# [REQUIRED ACTION]
Please filter the data below down to the lines holding the string "with".

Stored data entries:
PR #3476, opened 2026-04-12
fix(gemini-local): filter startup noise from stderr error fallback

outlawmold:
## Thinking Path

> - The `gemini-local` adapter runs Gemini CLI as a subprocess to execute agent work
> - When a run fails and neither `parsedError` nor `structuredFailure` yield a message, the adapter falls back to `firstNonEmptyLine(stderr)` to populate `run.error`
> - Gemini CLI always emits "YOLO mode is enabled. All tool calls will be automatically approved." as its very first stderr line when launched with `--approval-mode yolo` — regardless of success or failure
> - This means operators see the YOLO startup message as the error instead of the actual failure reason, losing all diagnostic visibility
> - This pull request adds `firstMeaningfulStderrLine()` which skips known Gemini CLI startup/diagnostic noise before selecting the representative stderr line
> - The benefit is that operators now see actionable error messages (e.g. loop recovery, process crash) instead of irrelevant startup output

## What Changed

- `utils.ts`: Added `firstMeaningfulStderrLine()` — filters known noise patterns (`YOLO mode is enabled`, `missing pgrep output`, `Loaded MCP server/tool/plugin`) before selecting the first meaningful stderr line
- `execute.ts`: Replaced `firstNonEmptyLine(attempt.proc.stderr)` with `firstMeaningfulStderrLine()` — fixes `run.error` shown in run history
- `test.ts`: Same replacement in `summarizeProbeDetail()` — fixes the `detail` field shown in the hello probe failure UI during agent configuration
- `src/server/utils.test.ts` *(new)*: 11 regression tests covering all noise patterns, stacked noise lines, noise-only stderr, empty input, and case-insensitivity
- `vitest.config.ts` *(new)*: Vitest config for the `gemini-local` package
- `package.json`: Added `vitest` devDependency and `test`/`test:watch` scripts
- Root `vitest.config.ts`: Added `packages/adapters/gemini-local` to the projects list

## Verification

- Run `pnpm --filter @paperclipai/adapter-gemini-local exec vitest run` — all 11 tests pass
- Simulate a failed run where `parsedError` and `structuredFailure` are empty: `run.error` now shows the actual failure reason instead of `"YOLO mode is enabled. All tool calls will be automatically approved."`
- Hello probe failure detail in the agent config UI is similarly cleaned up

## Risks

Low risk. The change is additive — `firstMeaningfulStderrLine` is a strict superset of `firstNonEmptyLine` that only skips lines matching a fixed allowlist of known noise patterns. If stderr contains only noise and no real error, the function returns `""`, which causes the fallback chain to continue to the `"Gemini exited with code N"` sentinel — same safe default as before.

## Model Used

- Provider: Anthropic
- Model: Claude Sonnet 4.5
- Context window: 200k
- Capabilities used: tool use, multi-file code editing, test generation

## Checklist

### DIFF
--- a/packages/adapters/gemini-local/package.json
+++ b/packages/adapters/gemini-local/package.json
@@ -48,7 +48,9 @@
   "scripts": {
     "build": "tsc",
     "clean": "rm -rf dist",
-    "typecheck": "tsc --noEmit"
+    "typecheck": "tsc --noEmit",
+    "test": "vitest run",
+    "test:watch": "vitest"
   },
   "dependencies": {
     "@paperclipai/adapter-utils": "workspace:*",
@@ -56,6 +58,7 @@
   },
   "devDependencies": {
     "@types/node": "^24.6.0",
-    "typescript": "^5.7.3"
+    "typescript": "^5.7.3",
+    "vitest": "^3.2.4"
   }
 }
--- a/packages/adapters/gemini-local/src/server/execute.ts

# [REPLY]
> - Gemini CLI always emits "YOLO mode is enabled. All tool calls will be automatically approved." as its very first stderr line when launched with `--approval-mode yolo` — regardless of success or failure
- `execute.ts`: Replaced `firstNonEmptyLine(attempt.proc.stderr)` with `firstMeaningfulStderrLine()` — fixes `run.error` shown in run history
Low risk. The change is additive — `firstMeaningfulStderrLine` is a strict superset of `firstNonEmptyLine` that only skips lines matching a fixed allowlist of known noise patterns. If stderr contains only noise and no real error, the function returns `""`, which causes the fallback chain to continue to the `"Gemini exited with code N"` sentinel — same safe default as before.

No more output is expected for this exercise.